Publication Rights Reserved

This paper is to be presented at the SPE Regional Meeting in Liberal, Kansas, November 18–19, 1965, and is considered the property of the Society of Petroleum Engineers. Permission to publish is hereby restricted to an abstract of not more than 300 words, with no illustrations, unless the paper is specifically released to the press by the Editor of the Journal of Petroleum Technology or the Executive Secretary. Such abstract should contain conspicuous acknowledgment of where and by whom the paper is presented. Publication elsewhere after publication in Journal of Petroleum Technology or Society of Petroleum Engineers Journal is granted on request, providing proper credit is given that publication and the original presentation of the paper.

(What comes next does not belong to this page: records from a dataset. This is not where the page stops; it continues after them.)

Issue #8195, opened 2026-08-16
subagent example: nesting depth is unbounded


alexsavio:
### What do you want to change?

`examples/extensions/subagent` has no bound on nesting depth. A subagent is a nested `pi` that reloads the extension, and the spawn passes no `--no-extensions`, so the child can call `subagent` again, and so on.

I'd like to track depth in an env var and refuse to spawn past a default limit.

### Why?

There is nothing else stopping it. A task phrased as "delegate this to a subagent" can recurse until the machine runs out of processes, and the agent doing the delegating has no way to know it is already three levels deep.

`pi-subagents` bounds this (`DEFAULT_SUBAGENT_MAX_DEPTH = 2`), so users on that extension are covered and users on the in-repo example are not.

### How? (optional)

`PI_SUBAGENT_DEPTH` carries the current depth, incremented into the child's env on spawn; `PI_SUBAGENT_MAX_DEPTH` sets the ceiling, default 2. At the limit `runSingleAgent` returns the same shape as the existing unknown-agent guard, with `stderr` telling the model to finish the task itself.

An env var because the child is a separate process with no other channel to inherit it, and the same variable names `pi-subagents` uses so the two agree when both are installed. A malformed value falls back to the default rather than throwing.

53 lines, one file, no core changes.

I have it working and checked against `086c32e`: `biome check` clean, `tsgo --noEmit` reports the same 777 errors as pristine `main` (so it adds none), and `./test.sh` shows the same failures as baseline apart from one timeout-based test in `footer-data-provider` that passes 3/3 when run alone.

I opened #7598 before reading the approval rule and it was auto-closed correctly, so I am asking first this time. Happy to submit the PR if a maintainer approves.

alexsavio:
Disclosure: AI-assisted drafting, per CONTRIBUTING.md. The change is mine and I understand it — happy to walk through the spawn path, why the counter has to ride the environment rather than a module variable, or the failure-mode choice of falling back on a malformed value instead of throwing.

Issue #8129, opened 2026-08-14
subagent example discards ChildProcess spawn errors and falls back to "(no output)"


yunhao-tech:
### What happened?

When a subagent child process fails to start, the example detects the ChildProcess `error` event but discards the Error object:

```ts
proc.on("error", () => {
  resolve(1);
});
```

Because the process never started, it normally produces no JSONL messages or stderr. The reported tool result can therefore fall back to:

`Agent error: (no output)`

This hides the actionable cause, such as ENOENT, EACCES, or an invalid working directory.

### Steps to reproduce

1. Enable the bundled subagent example extension.
2. Configure any valid subagent, for example `worker`.
3. Invoke the subagent tool with a working directory that does not exist:

```json
{
  "agent": "worker",
  "task": "Reply with OK.",
  "cwd": "/tmp/pi-subagent-cwd-does-not-exist"
}
```

4. Observe the result returned by the subagent tool.

### Actual behavior

The child process emits a ChildProcess error event because its working directory does not exist. However, the handler discards the Error object:

```
proc.on("error", () => {
  resolve(1);
});
```

No child process was started, so there is normally no JSONL output, assistant message, or stderr. The result therefore falls back to:

`Agent error: (no output)`

### Expected behavior

Preserve the spawn error in SingleResult, or copy its message into the existing stderr fallback:

```
proc.on("error", (error) => {
  currentResult.spawnError = error.message;
  settle(1);
});
```

The failure output should prefer:

```
errorMessage ||
spawnError ||
stderr ||
getFinalOutput(messages) ||
"(no output)"
```

This is related to #2393 and #2464, but not fully fixed by #2465. That PR avoids one common Windows `ENOENT` case; the generic error handler still drops every ChildProcess spawn Error.

I can submit a focused fix with regression tests.

Issue #7452, opened 2026-08-01
Subagent tool usage/churn is saved and bloats the session


hollal:
### What happened?

The default sub-agent extension stores the complete child-agent transcript in the parent session's tool-result details.  For active coding sessions that use many subagents, this causes the parent session JSONL file to grow rapidly. The session hung completely, I restarted Pi and loaded the session back up with "pi -r" and whilst it did load the session and display it, it also froze in the same way.

The session contained; 230 JSONL records, approximately 2.3 MB total size, several large subagent results, one individual result approximately 420 KB, and another approximately 297 KB.  The session was valid JSON. The large size came primarily from nested transcript data under message.details.results

### Steps to reproduce

Start a new Pi session and delegate everything to a subagent via the subagent extension. Get the subagent to do a load of stuff over lots of turns and voila.

### Expected behavior

Don't save the subagent churn, just the output/result that gets sent back to the session.

### Version

0.83.0

PR #8250, opened 2026-08-17
fix(coding-agent): make subagent progress and failures reliable

terrorobe:
The shipped subagent example could say a child was done while it was still working, lose the useful part of process failures, and return a normal-looking tool result when the delegated work had actually failed. Single and chain output could also exceed the normal tool limit.

This also adds a dedicated regression suite covering progress state, cancellation, process failures, output limits, cwd-based agent selection, and persisted tool-result error state.

After this change:

- queued, running, completed, failed, and aborted work stay distinct throughout the run;
- interrupting the parent run preserves partial child results, stops queued work from starting, and escalates when a child ignores SIGTERM;
- signal exits, spawn failures, provider errors, stderr, and assistant output remain visible instead of collapsing to `(no output)`;
- failed subagents become failed tool results, so the parent model can react instead of treating them as successful calls;
- single and chain results stay within the normal 50 KB / 2,000-line limit;
- project agents are selected and confirmed from each task's actual working directory rather than the dispatcher's directory.

## Further potential improvements

These are useful follow-ups, but they are separate product and storage decisions rather than part of the failure-handling fixes in this PR.

<details>
<summary>Potential follow-ups</summary>

### Keep persisted transcripts bounded

Subagent tool results persist the full child message history in `details`, which can make parent session files large and slow to reload. A follow-up could compact that history or spill it to disk.

### Define an aggregate parallel-output budget

Parallel mode still gives every task its own 50 KB budget. A follow-up could keep every task represented while enforcing one overall tool-result limit.

### Report child usage to the calling session

Per-child token and cost usage is visible in result cards but is not added to the calling session's totals.

### Isolate malformed agent definitions

One malformed YAML agent can still break discovery for every valid agent in the same directory.

### Limit subagent recursion

A nesting limit would prevent accidental process and paid-request multiplication when subagents can invoke the subagent tool again.

* https://github.com/earendil-works/pi/issues/8195

### Add a configurable timeout

Unattended runs would benefit from a generous opt-in timeout for children that never complete.

</details>

### Spawn failures lose their diagnostics

This directly addresses the reported case where a nonexistent child working directory produces `(no output)` instead of the actual spawn error. The regression suite includes that same reproduction.

* https://github.com/earendil-works/pi/issues/8129

### Persisted child history can bloat sessions

This PR intentionally keeps full child history in tool-result details, so session compaction or spill-to-disk remains follow-up work rather than something fixed here.

* https://github.com/earendil-works/pi/issues/7452


badlogic:
kind sir, please resolve conflicts.

terrorobe:
Going to add coverage for changes that happened in the meanwhile

terrorobe:
Merged current `main`; the conflict was in the subagent example, against #8261.

Two things came out of integrating that with this PR's per-task `cwd`:

- `ctx.isProjectTrusted()` is session-scoped, so trusting project A would also have suppressed the prompt for an agent loaded from project B. Suppression is now limited to agents from the session project's own (canonicalized) agents dir; other sources still prompt.
- A relative task `cwd` resolved against `process.cwd()` instead of `ctx.cwd`, which can target the wrong checkout after a session switch. It is now resolved once against `ctx.cwd` and used for both discovery and spawn.

Both are covered by tests, alongside the #8261 cases. Focused suites and `npm run check` pass.

One caveat: extensions can't ask whether an arbitrary cwd is trusted, so an independently trusted external checkout still prompts on every call. Fixing that properly needs something like `ctx.isProjectTrusted(cwd)` in core, which seems out of scope here.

Panhandle Eastern Pipe Line Company has long been aware of the advantages of being able to remotely control the flow of natural gas from various fields to meet sudden demand changes in our marketing areas. Transmission systems are designed and constructed to provide the required volume of gas demanded at any time, regardless of the weather or sudden changes therein, even though the peak domestic and industrial loads may occasionally be many times the average load. In order to meet peak demands the system makes use of its auxiliary facilities, such as storage fields that during the periods of slack demand have been filled with gas. High transmission line pressures also help to fulfill the peak demands, resulting from the high degree of compressibility of the gas itself. A sudden change in the weather in the marketing areas is not the only reason for a sudden need for additional gas volumes. The temporary loss of a compressor unit or a section of the pipeline can result in the sudden demand for more gas from another area. Unfortunately, the additional amounts of gas that can be obtained from these aforementioned facilities is limited and additional gas must be obtained from the producing areas if the peak demand persists. Under present operations when a gas well has to be turned on or shut-in, this must be done manually by a fieldman.